■ **HOW TO COMPLETE THIS TASK**:
Find all the lines in the entries below that hold the word "opened" and copy them.

■ **INPUT DATA**:
-- Opening Marker --
PR #2270, opened 2026-08-04
Remove aes256gcm from noise_sv2

### LINKED ISSUE #2247: Remove GenericCipher and Aes256GCM
We don't use Aes256GCM and once we remove that, we would not require the GenericCipher as well.

### LINKED ISSUE #2269: Remove unused c1 and c2 fields from Noise handshake roles
Both Initiator and Responder store c1 and c2 as optional cipher fields. These fields appear to be unused:

* They are initialized to None.
* They are never assigned Some(...).
* They are reset to None after the transport ciphers are derived.
* Their key-erasure branches are therefore permanent no-ops.

The actual c1 and c2 transport ciphers are created as local variables at the end of the handshake and moved directly into NoiseCodec/NoiseEngine. Removing the struct fields should reduce unnecessary state without changing cipher derivation or directionality.

bit-aloo:
closes: #2247
closes: #2269

### DIFF
--- a/Cargo.lock
+++ b/Cargo.lock
@@ -786,7 +786,7 @@ dependencies = [
 
 [[package]]
 name = "noise_sv2"
-version = "1.4.2"
+version = "2.0.0"
 dependencies = [
  "chacha20poly1305",
  "criterion",
--- a/Cargo.lock
+++ b/Cargo.lock
@@ -788,7 +788,6 @@ dependencies = [
 name = "noise_sv2"
 version = "1.4.2"
 dependencies = [
- "aes-gcm",
  "chacha20poly1305",
  "criterion",
  "quickcheck",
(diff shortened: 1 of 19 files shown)


plebhash (approved):

GitGab19:
Clanker finding:
```
### Regenerate the fuzz lockfile

`fuzz/Cargo.lock` still records `noise_sv2` 1.4.2 with `aes-gcm`. Please regenerate it so locked fuzz builds use `noise_sv2` 2.0.0 and the updated dependency graph.
```

bit-aloo:
> Clanker finding:
> 
> ```
> ### Regenerate the fuzz lockfile
> 
> `fuzz/Cargo.lock` still records `noise_sv2` 1.4.2 with `aes-gcm`. Please regenerate it so locked fuzz builds use `noise_sv2` 2.0.0 and the updated dependency graph.
> ```

Nice catch. Pushed.

GitGab19 (approved):
ACK

PR #2287, opened 2026-08-06
`common_messages_sv2`: add protocol-version-mismatch `SetupConnectionError` `error_code`

plebhash:
companion https://github.com/stratum-mining/sv2-apps/pull/695


bit-aloo (approved):
Ah!! we never really checked for it. Makes sense.

GitGab19 (approved):

PR #123, opened 2018-04-05
Implement exhaustive fetching for our GitHub query

wchargin:
Summary:
This commit completes the ad hoc pagination solution described in #117:
we implement pagination specifically for our current query against the
GitHub API. This is done in such a way that reasonable additions to the
query will not be hard to implement—for instance, if we want to fetch
a new kind of field, the marginal cost is at most a bit of extra
copy-and-paste and some modifications to tests. However, we should
certainly still plan to implement the fully automatic pagination system
described in #117.

Running on TensorBoard with the default page limits takes 30–33 seconds
over 7 queries, uses 103 GitHub API points (out of 5000 for any given
hour), and produces a JSON file that is 8.7MB (when pretty-printed).
This all seems quite reasonable to me.

Test Plan:
Extensive unit tests added. The snapshots are quite readable, by design.

For a real-world test, you can `yarn start` the artifact viewer and use
the GUI to fetch the data for tensorflow/tensorboard.

To demonstrate that the fetching process gives the same results
regardless of the page size, follow these steps:

 1. In `fetchGithubRepo.js`’s `postQuery` function, insert a new
    statement `console.error("Posting query...")` at the beginning. (It
    is important to print to stderr instead of stdout.)
 2. Run `yarn backend` and then invoke `fetchGithubRepo.js` on a repo
    large enough to require pagination, like SourceCred or TensorBoard.
    Pipe the result to `shasum -a 256` and note the SHA.
 3. In `github/graphql.js`, change the page size constants near the top
    of the file. Re-run step 2. The number of queries that are posted
    will vary significantly as the page size constants vary, but the
    checksum should remain the same.
 4. Repeat until satisfied. (I tried three sets of values: the standard
    values, the standard values but all divided by 10, and all 5s.)

wchargin-branch: ad-hoc-pagination


src/plugins/github/fetchGithubRepo.js
```diff
@@ -45,15 +45,28 @@ export default function fetchGithubRepo(
...
+    return {data: x};
+  });
 }
 
 const GITHUB_GRAPHQL_SERVER = "https://api.github.com/graphql";
 
-function postQuery(payload, token) {
+function postQuery({query, variables}, token) {
+  const payload = {
+    query: stringify.body(query, inlineLayout()),
```
decentralion: I find the re-use of the name "query" for (i assume) the programmatic query template and the laid-out string query slightly confusing, and would appreciate disambiguation

src/plugins/github/fetchGithubRepo.js
```diff
@@ -45,15 +45,28 @@ export default function fetchGithubRepo(
...
-  const query = stringify.body(createQuery(), inlineLayout());
+  const query = createQuery();
   const variables = createVariables(repoOwner, repoName);
   const payload = {query, variables};
-  return postQuery(payload, token);
+  return postQueryExhaustive(
+    (somePayload) => postQuery(somePayload, token),
+    payload
+  ).then((x) => {
+    ensureNoMorePages(x);
```
decentralion: if we were writing this from scratch today (i.e. after writing the query pagination solution), do you think we would have written an ensureNoMorePages function here? i'm happy to keep it either way (yay defensive coding), but it's maybe an interestingly path-dependent artifact

src/plugins/github/graphql.js
```diff
@@ -340,6 +345,129 @@ function* continuationsFromReview(
   }
 }
 
+function* usedFragmentNames(selection: Selection): Iterator<string> {
```
decentralion: What is this function for? would appreciate a docstring

src/plugins/github/fetchGithubRepo.js
wchargin: I would certainly include it. The cost—computationally, conceptually, in terms of codebase size—is trivial, and the value is high. I would consider moving it somewhere else, though: perhaps folded in as an assertion at the end of the `postQueryExhaustive` routine.

src/plugins/github/fetchGithubRepo.js
wchargin: Fair. Note that the laid-out string query name is forced by the GitHub API. I considered calling the structured one `body` everywhere, and am still happy to do so. (If there is a reason that I decided not to do that, then I forget the reason.)

src/plugins/github/graphql.js
wchargin: Sure; happy to add one. TL;DR: It is an error to include fragment definitions that are not uesd, so this function and `requiredFragments` perform a BFS of the query graph to find the required fragments. This one in particular gets the fragments used *non-transitively* in a given selection; `requiredFragments` does the search.

decentralion: Got it. Yeah, that context should definitely be documented - nonobvious to figure out what problem they solve absent the documentation.

wchargin:
PTAL.

I have rebased the original commit and added two more:

  * 5ae291a - Use `body` for the structured query format name
  * ca76756 - Restructure internals of `postQueryExhaustive`
  * 30d4958 - Implement exhaustive fetching for our GitHub query

Note to any mergers: please squash and merge, and use only the root
commit message (equivalently, the PR description).

> I find the re-use of the name "query" for (i assume) the programmatic
> query template and the laid-out string query slightly confusing, and
> would appreciate disambiguation

This is largely mitigated by the fact that Flow enforces the
distinction. Nevertheless, I’m happy to rename the structured variant to
`body`, primarily because it’s not worth bikeshedding over. :-)
 
> It would be nice to have a docstring that explains how the pieces of
> postQueryExhaustive fit together.

Done. Let me know what you think.

src/plugins/github/graphql.test.js
```diff
@@ -631,4 +637,331 @@ describe("graphql", () => {
...
+                },
+                reviews: {
+                  pageInfo: {
+                    hasNextPage: true,
+                    endCursor: "opaque-cursor-pr2reviews-v0",
+                  },
+                  nodes: [
+                    {
+                      id: "opaque-pr2review1",
+                      body: "You actually introduced a new typo instead.",
```
decentralion: i appreciate the rhyme (cred/instead). i now wish the whole test case were in verse

src/plugins/github/__snapshots__/graphql.test.js.snap
```diff
@@ -0,0 +1,494 @@
+// Jest Snapshot v1, https://goo.gl/fbAQLP
+
+exports[`graphql #postQueryExhaustive resolves a representative query 1`] = `
```
decentralion: so, this test case is very powerful, in that it tests the query construction, the fragment resolution, etc.
however, it also inlines the entire real query in the snapshot, which means that any time we modify the real query, we will generate a snapshot failure here. since we don't actually use the query, this is just noise/false positives for our snapshot detection.

is it feasible to re-write the test without causing spurious failures whenever we tweak the query? perhaps by constructing a small example query to use instead?

decentralion: Note: if we change the query, there is a fairly high probability we also need to update other snapshots, so having spurious failures on that change is not as bad as in the general case

wchargin: > however, it also inlines the entire real query in the snapshot, which means that any time we modify the real query, we will generate a snapshot failure here.

Correct.

> is it feasible to re-write the test without causing spurious failures whenever we tweak the query? perhaps by constructing a small example query to use instead?

I don’t think that constructing a small query is the right way to go. The pagination API is only intended to work on the standard query, so we would be violating the contract in the test—in an important way.

Here are two alternative options:
  - Remove the snapshot assertion entirely. This does not significantly affect the predictive power of the test: the `result` assertion is most important, and the `toHaveBeenCalledTimes(3)` makes sure that we aren’t making spurious requests.
  - Remove the first element from the snapshot array, and instead separately assert that the first argument was `{body: createQuery(), variables}`. This retains the full predictive power of the test, and shrinks the snapshot (but makes the code less uniform).
The reason that I included the snapshots was primarily for readers’ benefit, to make it easy to see what the continuation queries looked like. But, in retrospect, perhaps that’s not necessary: a reader who cares about this probably has a working copy of the code and enough understanding of the API to easily add a `console.log` to the right spot in the test. So I am fine with either of these solutions or the status quo, leaning toward removing the snapshot entirely. Thoughts?

src/plugins/github/graphql.test.js
wchargin: Unfortunately, that would violate the “no fun allowed” rule. ;-)

src/plugins/github/__snapshots__/graphql.test.js.snap
decentralion: I think removing that snapshot assertion is fine. Making it convenient to read what the generated query looks like is nice, but not worth the cause of introducing spurious snapshot failures - to do so privileges an edge case (wanting to see the exact generated query) over the common case (modifying something and not wanting spurious snapshot failures).

wchargin:
> Excellent work with this sequence of PRs!

Thank you.

> I think removing that snapshot assertion is fine. Making it convenient to read what the generated query looks like is nice, but not worth the cause of introducing spurious snapshot failures - to do so privileges an edge case (wanting to see the exact generated query) over the common case (modifying something and not wanting spurious snapshot failures).

Makes sense to me. Merging.

PR #125, opened 2018-04-15
GitHub: parse simple numeric references

decentralion:
This commit adds support for parsing numeric references to the GitHub
plugin. The implementation is mildly complicated, because the parser
now tracks two additional pieces of state:

1. A map from issue/pr # to node, necessary to avoid an O(nodes) scan
every time we encounter a numeric reference
2. A map containing every dangling numeric reference, necessary to avoid
missing references when we parse the reference before the referred node.

I also added a `danglingReferences` method to the parser which
enumerates every dangling reference, in a readable format. In a followon
commit, I intend to log the presence of dangling references in the
`parseGraph` method of the Artifact editor.

Test plan:
Observe that the unit tests are fairly comprehensive. The whole-repo
snapshot changes are as expected.

### DIFF
--- a/src/plugins/github/__snapshots__/githubPlugin.test.js.snap
+++ b/src/plugins/github/__snapshots__/githubPlugin.test.js.snap
@@ -369,6 +369,152 @@ Object {
 }
 `;
 
+exports[`GithubParser reference detection discovers a simple reference 1`] = `
+Object {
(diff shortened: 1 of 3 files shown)


decentralion:
Going to re-write with an enrichment pass, as suggested.

Issue #127, opened 2018-04-15
GitHub plugin: Use urls as ids


decentralion:
Currently, the GitHub plugin uses opaque GitHub id strings as the edge/node ids. I believe we should change to using canonical GitHub urls as ids.

My reasoning is that it will make it possible to reference a GitHub asset without needing to introspect on GitHub's opaque, internal-only id structure. A simple example is if repo A wants to reference an issue in repo B. The user can do that, canonically, via a url. However, at present it isn't possible to parse that url into a graph reference without executing an additional query against GitHub to retrieve the id of the referenced issue. 

Relevant: this issue in which I call for changing addresses to be real addresses in general, rather than opaque ids. https://github.com/sourcecred/sourcecred/issues/73. (Ie: the address type should be able to specify "object A in repository B at hash C" or "url X" or "object in IPFS with hash X"

cc: @wchargin

decentralion:
Closed by #144

PR #128, opened 2018-04-18
Get urls for all GitHub objects

decentralion:
This commit modifies our GitHub graphql query so that we request urls
for all objects (e.g. users, pull requests, pull request review
comments). Some change along these lines is necessary so that we can
correctly represent URL reference edges to e.g. issue comments. (It
might be possible to do without by reverse-enginering from the ids, but
we are resolved to treat ids as opaque).

Strictly speaking, we don't need to collect urls for users, issues, and
pull requests - they are generated via simple schema. However, for
consistency, I think it's better to just take URLs on everything.

Test plan: The example-repo.json has been regenerated. The diffs are as
expected.

### DIFF
--- a/src/plugins/artifact/editor/adapters/__snapshots__/githubPluginAdapter.test.js.snap
+++ b/src/plugins/artifact/editor/adapters/__snapshots__/githubPluginAdapter.test.js.snap
@@ -7,6 +7,7 @@ Array [
     "payload": Object {
       "body": "I'm sold",
       "state": "APPROVED",
+      "url": "https://github.com/sourcecred/example-repo/pull/5#pullrequestreview-100314038",
     },
     "rendered": <div>
       type: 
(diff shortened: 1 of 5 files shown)


decentralion:
Also: this is a prereq for https://github.com/sourcecred/sourcecred/issues/127

decentralion:
Note: In a future commit, I plan to explicitly differentiate between "posts", which have authors and bodies, and "authors", which do not, such that every GitHub node is either a "post" or an "author".

It's important that all posts have URLs, but not very important that every author have a url, since authors are almost always referenced by @-name. I'm defaulting to keeping the author urls because why not, but I'm very open to removing them and only collecting post urls.

wchargin:
> Note: In a future commit, I plan to explicitly differentiate between "posts", which have authors and bodies, and "authors", which do not, such that every GitHub node is either a "post" or an "author".

Fine with me, but: is this something that we want to rely on in the future? Another way to ask that is—what inferences does this assumption allow you to make?

> It's important that all posts have URLs, but not very important that every author have a url, since authors are almost always referenced by @-name. I'm defaulting to keeping the author urls because why not, but I'm very open to removing them and only collecting post urls.

No preference; consistency sounds like a good tiebreaker.

decentralion:
Re posts/non-posts: Will punt on discussing it until / if I produce said pull request. Merging! :)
-- Closing Marker --
■ **ANSWER AREA**:
PR #2270, opened 2026-08-04
PR #2287, opened 2026-08-06
PR #123, opened 2018-04-05
PR #125, opened 2018-04-15
Issue #127, opened 2018-04-15
PR #128, opened 2018-04-18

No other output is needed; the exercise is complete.